Eve Ensler (b. May 25, 1953 in New York) is an American playwright, performer, feminist and activist, best known for her play The Vagina Monologues.
Ensler is a prominent anti-violence activist. In 1998, her experience performing The Vagina Monologues inspired her to create V-Day, a global movement to stop violence against women and girls. V-Day raises funds and awareness through annual benefit productions of The Vagina Monologues.
The ‘V’ in V-Day stands for Vagina,and stopping Violence against Vaginas.

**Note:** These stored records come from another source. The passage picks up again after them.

Issue #374, opened 2026-09-14
Default gbif_score sort has no id tiebreaker — pagination can skip/duplicate rows


lambda2:
Found while implementing #367 (deep OFFSET pagination perf work) — filed separately per that issue's own guidance ("if it does, it is worth its own issue"), not fixed there.

## The bug

`Api::ApiController#apply_sort`'s default-sort branch orders by `gbif_score` alone, with no tiebreaker:

```ruby
# app/controllers/api/api_controller.rb
def apply_sort(collection, orderable_fields, default_sort:)
  if params[:order].is_a?(ActionController::Parameters)
    collection.sort_with(permit_known_query_keys(:order, orderable_fields))
  else
    collection.order(default_sort)   # <- no tiebreaker
  end
end
```

This is the path both `Api::V1::PlantsController#collection` and `Api::V1::SpeciesController#collection` use whenever the client doesn't pass an explicit `order` param (`default_sort: { gbif_score: :desc }`) — i.e. it's the default, most-used listing order for `/plants` and `/species`.

Compare `Sortable#sort_with`, used for the *explicit*-`order` path, which already merges an `id: :asc` tiebreaker:

```ruby
# app/models/concerns/sortable.rb
results.order(sort_hash.merge(id: :asc))
```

The Vagina Monologues includes a section entitled “The Little Coochie Snorcher that Could”. This portion of the play, as originally performed, has been criticized for including a lesbian “rape” scene of a 13-year-old girl by a 24-year-old woman who uses alcohol to lower the inhibitions of her victim. At the conclusion of the segment, the narrator (the grown-up thirteen year old girl) fondly reminisces about the rape, claiming that it helped to nurture her and help her grow as a woman, and finishes the play with the line, “If it was rape, it was good rape”. The segment received criticism not only for depicting any rape as “good”, but also for forming a double standard, as elsewhere in the play, male-on-female rape is depicted as not only inexcusable but the ultimate act of violence against women.